今日の冒頭の9節にはこう書かれています。
自分は正しいと確信していて、ほかの人々を見下している人たちに、イエスはこのようなたとえを話された。
この部分には、主イエスがこの譬え話をなさった理由が書かれているわけですから、とても重要な部分と言うことができるでしょう。そこで、考えるわけです。「ほかの人を見下している人たち」という部分に関しては、誰でも分かることですけれども、これは良くないと判断できます。ところが、前半部分、「自分は正しいと確信していて、」という部分は、それほど問題は無い気がするわけです。
お祈りをする時には、確信を持ってお祈りしたいと思うのではないでしょうか。礼拝の司式をする方は、教会祈祷の時にみなさん確信を持ってお祈りされます。その時に他の人を見下して祈るなんてことはないと思いますが、確信を持って祈るということは、大事なことではないかと思えるわけです。
確信を持っていることが良くないのだとすると、反対に謙虚であれば良いのかと考えてしまいがちです。ところが、この謙虚さというのも、一概に良いとも言えません。その最たる例として、「私は上手にお祈りできないので、お祈りの当番から外して欲しい」という思いを持つ方は少なくありません。しかし、これが謙虚な姿勢かというと、そういうわけでもないわけです。
謙虚さは美徳という部分はあると思うのですが、これも度が過ぎると良くない場面というのもあるわけです。では、主イエスはここで何をお語りになろうとされているのでしょうか。
まずパリサイ人の祈りから見てみたいと思います。11節と12節です。
パリサイ人は立って、心の中でこんな祈りをした。「神よ。私がほかの人たちのように、奪い取る者、不正な者、姦淫する者でないこと、あるいは、この取税人のようでないことを感謝します。
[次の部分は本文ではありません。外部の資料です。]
Issue #167, opened 2015-05-15
Implement model input tools


caseypt:
Depends on #165

The model input tools provide input parameters to the model, such as the amount of rainfall.

There needs to be a two-way relationship between these tools and the scenarios. For example, when setting the rainfall value to 2", this value gets pushed to the scenario. Then, we reloading this project, the slider should be set to 2" based on the stored value in the scenario.

Ex (though I think this is being converted to a simple slider).

![selection_018](https://cloud.githubusercontent.com/assets/1042475/7656009/baae08da-faf5-11e4-89ea-614e56f34cdf.png)

mmcfarland:
Correct, replace the drop down with a slider.  We'll have to see what range and increments are appropriate, so for now, lets just do .05 to 6 with half inch tics.

mmcfarland:
Reminder that this input tool is associated with the tr55 model package.  The UI description will be client side only as part of that backbone model, but the value should be stored as `inputs` - which doesn't exist yet - on the scenario django model as serialized json, similar to `modifications`.

Issue #165, opened 2015-05-15
Define model packages


caseypt:
Model packages contain the following:

- A name (ex. TR-55)
- A list of modification tools (ex. land cover drawing tool, conservation practice drawing tool)
- A list of input tools (ex. rainfall parameter selector)

@mmcfarland and I briefly discussed this. There will likely be nothing stored in the database regarding the package.

Consider a JSON structure that then can be used to construct UI tool components with Backbone models and views for the modeling page.

mmcfarland:
This has been implemented through various commits linked to here.  There may ultimately be more work, but closing in favor of new issues when necessary.

PR #273, opened 2015-06-03
Implement model input tools

kdeloach:
Serializes input UI values to client-side models.

To test:
1. Add scenario and change precipitation value
2. Create another scenario and add modifications / change precipitation value
3. Switching between scenarios should show correct user selected values

Connects #167

### DIFF
--- a/src/mmw/js/src/modeling/controls.js
+++ b/src/mmw/js/src/modeling/controls.js
@@ -1,0 +1,124 @@
+"use strict";
+
+var _ = require('lodash'),
+    Backbone = require('../../shim/backbone'),
+    Marionette = require('../../shim/backbone.marionette'),
+    App = require('../app'),
+    drawUtils = require('../draw/utils'),
+    models = require('./models'),
+    landCoverTmpl = require('./templates/controls/landCover.html'),
+    conservationPracticeTmpl = require('./templates/controls/conservationPractice.html'),
+    precipitationTmpl = require('./templates/controls/precipitation.html');
+
+// Simulation input controls base class.
+var ControlView = Marionette.ItemView.extend({
+    model: models.ModelPackageControlModel,
+    className: 'inline',
+
+    initialize: function(options) {
+        this.mergeOptions(options, [
+            'modificationModel',
+            'addModification',
+            'addOrReplaceModification'
+        ]);
+    },
+
+    getControlName: function() {
+        throw 'Not implemented';
+    }
+});
+
+// Drawing control base class.
+var DrawControlView = ControlView.extend({
+    ui: {
+        drawControl: '[data-value]'
+    },
+
+    events: {
+        'click @ui.drawControl': 'startDrawing'
+    },
+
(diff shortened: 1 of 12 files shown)


kdeloach:
Rebased onto develop.

kdeloach:
The controls are loaded dynamically now and may need design assistance.
image

src/mmw/js/src/modeling/controls.js
```diff
@@ -0,0 +1,124 @@
...
+
+var LandCoverView = DrawControlView.extend({
+    template: landCoverTmpl,
+
+    getControlName: function() {
+        return 'landcover';
+    }
+});
+
+var ConservationPractiveView = DrawControlView.extend({
```
rajadain: Typo, v -> c, should be `ConservationPracticeView`

kdeloach:
@caseypt  Just noticed my changes don't strictly follow #165. I designed it such that there is no distinction between drawing/input modifications (other than 1 has a shape, and the other doesn't). This feature may need to be reworked.

caseypt:
#165 was just a rough sketch, so it may not matter. The only difference between the two was that that inputs have a two-way relationship with scenarios, and modifications don't.

kdeloach:
Rebased.

lliss:
Missing a require statement for jQuery.

lliss:
+1. Tested.

There's a lot of nesting of models and collections which makes things a little tricky to follow. But we've discussed that and I don't think we'd benefit from trying to do it another way.

caseypt:
I'm not able to save models because `model_package` is invalid:

`{"model_package":["\"{u'name': u'tr-55', u'controls': [{u'name': u'landcover'}, {u'name': u'conservation_practice'}, {u'name': u'precipitation'}]}\" is not a valid choice."]}`

Under the current configuration, the backend only needs to know that it is `tr-55`.

caseypt:
When loading saved projects, I get the following error:

selection_045

This is the line:

selection_046

caseypt:
These errors are related. When `project.model_package`, when it comes back from the server is just a string equal to `tr-55`, which is why the error noted above occurs.

caseypt:
These two tests are failing:

selection_047

Rebuilt the test bundle to make sure.

caseypt:
@kdeloach There are some instructions for using the inspector to save a project in this PR comment: https://github.com/WikiWatershed/model-my-watershed/pull/230

kdeloach:
Thanks, although I tested that saving works in #230, I have not made an effort to test things that have yet to be wired up to the UI. I do not really like using Marionette Inspector because of the double refresh problem.

kdeloach:
Rebased.

caseypt:
@kdeloach Is this ready for another run through?

kdeloach:
Tests should be working now. Saving may be fixed by #278.

lliss:
All right. Tried it out. All tests passing again.

PR #279, opened 2015-06-04
Prevent multiply-stacked outline layers.

### LINKED ISSUE #253: Select by Boundary drop down adds layer each time item is selected.
It should instead turn off and on the layer.

To reproduce:

- Select "Congressional Districts" from the "Select by Boundary" drop-down.
- Select it again. Note the increase in saturation of the district outlines.

jamesmcclain:
This patch prevents there ever being more than one outline layer visible on the screen at once.

To test: click on `Select by Boundary` and choose `Congressional Districts`.  Do the same again.  Previously, the saturation on the outlines would have increased, now it does not.

Fixes #253

### DIFF
--- a/src/mmw/js/src/draw/views.js
+++ b/src/mmw/js/src/draw/views.js
@@ -172,13 +172,15 @@ var PlaceMarkerView = Marionette.ItemView.extend({
 });
 
 function changeOutlineLayer(endpoint, tableId, model) {
-    var map = App.getLeafletMap();
+    var map = App.getLeafletMap(),
+        ofg = model.get('outlineFeatureGroup');
 
+    // Go about the business of adding the ouline and UTFgrid layers.
     if (endpoint && tableId != undefined) {
         var ol = new L.TileLayer(endpoint + '.png'),
-            grid = new L.UtfGrid(endpoint + '.grid.json?callback={cb}', { resolution: 4 }),
-            ofg = model.get('outlineFeatureGroup');
+            grid = new L.UtfGrid(endpoint + '.grid.json?callback={cb}', { resolution: 4 });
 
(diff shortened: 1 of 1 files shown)


src/mmw/js/src/draw/views.js
```diff
@@ -172,12 +172,18 @@ var PlaceMarkerView = Marionette.ItemView.extend({
 });
 
 function changeOutlineLayer(endpoint, tableId, model) {
-    var map = App.getLeafletMap();
+    var map = App.getLeafletMap(),
+        ofg = model.get('outlineFeatureGroup');
 
-    if (endpoint && tableId != undefined) {
+    // If the outlines are already present, there is nothing more to do.
+    if (ofg.getLayers().length !== 0) {
```
caseypt: Should we also check that the selected layer is the layer that is already on the map? (I know we only have one layer at the moment).

jamesmcclain: I do not have a firm understanding of the intended workflow, some possible variations that I can think of would preclude that as problem.  The other alternative is to simply clear the `outlineFeatureGroup` and re-add.  That actually probably makes more sense.

jamesmcclain: What I meant by "firm understanding of the workflow" is the following: we have an acknowledged bug wherein the shadow mask prevents click events from reaching the UTF layer.  This is supposed to eventually go away (I understand) from changes to the workflow.

caseypt: Yeah, that might be a safer option for now until we get some more layers and have a better idea of how that control will work.

caseypt:
+1 Tested.

jamesmcclain:
Many thanks.

Issue #169, opened 2015-05-15
Implement project drop-down functionality


caseypt:
May want to start with some of the basic stuff first, then move on to *My Projects* and *New Project*.

![selection_020](https://cloud.githubusercontent.com/assets/1042475/7656730/705386d4-fafa-11e4-9848-61e9ee190fa7.png)

mmcfarland:
Let's just implement Rename and Delete for this issue.  Share and Print are not ready yet, and Add Tags will be its own thing.

PR #284, opened 2015-06-04
Implement Project UI dropdown

mmcfarland:
* Add an input model to be use for renaming projects
* Consolidate common methods for modal views
* Implement project operations: print, share, rename and delete

Connects #169 

Testing:
* Try renaming, sharing, printing and deleting Projects
* Both logged in and logged out will have different behavior
* Saved Models will actually be deleted.
* Can log in via the share modal

### DIFF
--- a/src/mmw/js/src/core/templates/shareModal.html
+++ b/src/mmw/js/src/core/templates/shareModal.html
@@ -1,19 +1,28 @@
 <div class="modal-dialog modal-dialog-sm">
     <div class="modal-content">
         <div class="modal-header">
-            <h2>Share Project</h2>
+            <h2>Share {{ text }}</h2>
         </div>
         <div class="modal-body">
-            <div class="custom-input-group">
-              <input type="text" required value="{{ url }}">
-              <span class="highlight"></span>
-              <span class="bar"></span>
-              <label>URL</label>
-            </div>
+            {% if guest %}
+                <p>Sorry, only saved {{ text }}s are able to be shared.  Please log in to share your work.</p>
+            {% else %}
+                <div class="custom-input-group">
+                  <input type="text" required value="{{ url }}">
+                  <span class="highlight"></span>
+                  <span class="bar"></span>
+                  <label>URL</label>
+                </div>
+            {% endif %}
         </div>
         <div class="modal-footer">
-            <button type="button" class="btn btn-md btn-default" data-dismiss="modal">Cancel</button>
-            <button type="button" class="btn btn-md btn-default" data-dismiss="modal">Copy Link</button>
+            {% if guest %}
+                <button type="button" class="btn btn-md btn-default" data-dismiss="modal">Close</button>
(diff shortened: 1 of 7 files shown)


mmcfarland:
The share modal doesn't actually copy the url yet, and `enter` key doesn't close the rename box, but I've got an issue for one and some general utility code that i'm working on for the other.

src/mmw/js/src/core/templates/shareModal.html
```diff
@@ -1,19 +1,28 @@
...
         </div>
         <div class="modal-body">
-            <div class="custom-input-group">
-              <input type="text" required value="{{ url }}">
-              <span class="highlight"></span>
-              <span class="bar"></span>
-              <label>URL</label>
-            </div>
+            {% if guest %}
+                <p>Sorry, only saved {{ text }}s are able to be shared.  Please log in to share your work.</p>
```
caseypt: Verified that this works, though we should make a note an issue that we should prompt a save before sharing once they are logged in.

src/mmw/js/src/modeling/views.js
```diff
@@ -66,10 +67,83 @@ var ModelingHeaderView = Marionette.LayoutView.extend({
 // The drop down containing the project name
 // and projects options drop down.
 var ProjectMenuView = Marionette.ItemView.extend({
-    model: models.ProjectModel,
+    ui: {
+        rename: '#rename-project',
+        share: '#share-project',
+        remove: '#delete-project',
+        print: '#print-project'
```
caseypt: I've started to use `data-action="rename"` for these types of elements. Not sure if that's the best way to go, but just FYI.

src/mmw/js/src/core/templates/shareModal.html
mmcfarland: Yeah, I think login in from the project page should always trigger an initial save immediately.

caseypt:
The rename modal currently allows me to save empty strings for the project name.

src/mmw/js/src/modeling/views.js
mmcfarland: I like IDs when we can use them because they're the fastest selector, I think attribute selectors are one of the slowest.  What's the case for a data attribute?

caseypt:
It doesn't look like it'll help us out at the moment, but we may be able to use Behaviors at some point for the modals: http://marionettejs.com/docs/v2.4.1/marionette.behavior.html http://marionettejs.com/docs/v2.4.1/marionette.behaviors.html

src/mmw/js/src/modeling/views.js
caseypt: I think it can be nice to see in the DOM which elements are bound to events and what they do, which is not always easy. Though in this case it may be because of the ID names.

caseypt:
+1 besides the empty string comment. I was able to delete, rename, share and print.

mmcfarland:
Updated with 1819b04e81705d5063eca71ef82a15704c680796 for Project Name validation.

caseypt:
Tested. Fixed.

私は週に二度断食し、自分が得ているすべてのものから、十分の一を献げております。」
このお祈りは、一部を除けばとても立派なお祈りのようにも思えます。「この取税人のようでないことを感謝します。」の部分は余計な言葉な気がしますが、その他の部分はある意味では立派なところでもあります。きっと、こういうことに気をつけて生活しているから出てくる祈りだとも思うのです。人から奪い取ることはしない、不正は働かない、姦淫しない。週に二度断食をしながら祈りを捧げ、自分の収入の十分の一を聖書の戒めに従って献金している。立派なことだと言えると思うのです。それができない人がたくさんいる中で、自分が頑張っていること、ちゃんと出来ていることを神様の前で感謝するというのは、悪くない気もするのです。
パリサイ人というのは、聖書の教えをできるだけ厳密に守って生活しようとしていた人々の代名詞のようなものです。別に祭司やレビ人だけがなれるのではなくて、誰でもそういう正しい生活を志す人はパリサイ人になることができます。そういう意味では意識高い系と言いましょうか、誰からも一目置かれるような立派な人、高潔な人と言っても良いような人々です。それだけの犠牲を自分に課して、聖書の言葉と真摯に向き合って生活しようと志している人です。ですから、このパリサイ人たちの動機は悪くないのです。真面目な人です。尊敬される人です。むしろ、お祈りする時は、他の人の手本となるような人です。
しかも、ここに書かれているのはこれ見よがしに、みんなに聞こえるようにお祈りしたわけでもなく、「心の中で祈った」のです。
主イエスは、この祈りの何を問題としておられるというのでしょう。実は、はじめの9節に、すでにこの問題点が指摘されていました。ここにはこう書かれていました。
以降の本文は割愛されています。